Reliability of Behavioral Observation: Effects of Practice

Villanueva, James, Dana Wolak, Shay McManus, and Elizabeth Hill

The observation and measurement of behavior is potentially valuable, but conclusions may be subjective and variables are difficult to quantify. Techniques for increasing the reliability of observational coding include using clear definitions of behaviors, extensive training, and coding behavior from videotapes. As part of a larger study of mouse (Mus musculus) exploratory behavior, reliable measures of behaviors in an “open field” setting were created. Observers were trained and given practice in coding behaviors from videotapes using Noldus Observer XT software.

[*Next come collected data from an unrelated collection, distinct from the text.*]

PR #90, opened 2015-02-20
Removed the dependencies list

marcoscaceres:
I'm not sure why they are listed - it's just adds clutter for people trying to get started. The are added automatically by npm, so who cares? I can see what the dependencies are when the thing installs.

### DIFF
--- a/README.md
+++ b/README.md
@@ -6,6 +6,11 @@
 
 Echidna is the central piece of software taking care of the new publication workflow at [W3C](http://www.w3.org/). The plan is for Echidna and related sub-projects (see below) to automatise the publication of new specs under [`http://www.w3.org/TR/`](http://www.w3.org/TR/).
 
+## OS-level dependencies
+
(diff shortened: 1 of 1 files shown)


tripu:
I think you're right about the npm dependencies, @marcoscaceres. Besides, we're changing them often and not doing a good job at keeping the `README` up to date&hellip;

Could you leave the *OS-level dependencies* section, though? Those are not installed automatically by npm, and I think those are useful to know for anyone planning to install the system.

astorije:
Hey @marcoscaceres, this is something I meant to do for ages, thanks for bringing that up again! I wanted to fulfill @tripu's requirements as well as some other things I wanted to change on the README, but your commit was outdated so I could not base #96 on your commit.
Therefore, I think this is addressed by #96 and can be closed.

marcoscaceres:
Closing, as it's not worth doing a rebase just for this. Will send separate PR.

Two observers coded 5 videotapes twice each; the second trial had the addition of one new mouse behavior. The mice were observed in an open field test that assesses exploratory behavior in a novel environment. Two reliability measures were calculated on the observations, percent agreement in behavior type and correlation of behavior duration; both inter-rater and test retest reliability data were compared. In addition, two behaviors were selected for detailed analysis, rearing and rearing against the wall.

Inter-rater reliability improved with practice. Correlation between the observers was shown to start out at a good level, greater than .80, and reached .90 on the fourth trial. However, the percent agreement never reaches the .80 level. By the fifth trail, agreement reaches .71, but this level is not consistently maintained. On test-retest reliability, Observer A showed a higher correlation between the first and second videotape than Observer B. Test-retest correlation was higher than percent agreement. Similarly, correlation is higher than percent agreement when comparing measurement of rearing to rearing on the wall. Agreement for rearing on the wall was higher than for other rearing, 5/12 vs. 3/12.

Results indicated good agreement after several practice sessions and better results were obtained with behaviors that were more concretely defined. With sufficient training, observation of behavior can generate good measurement for research studies.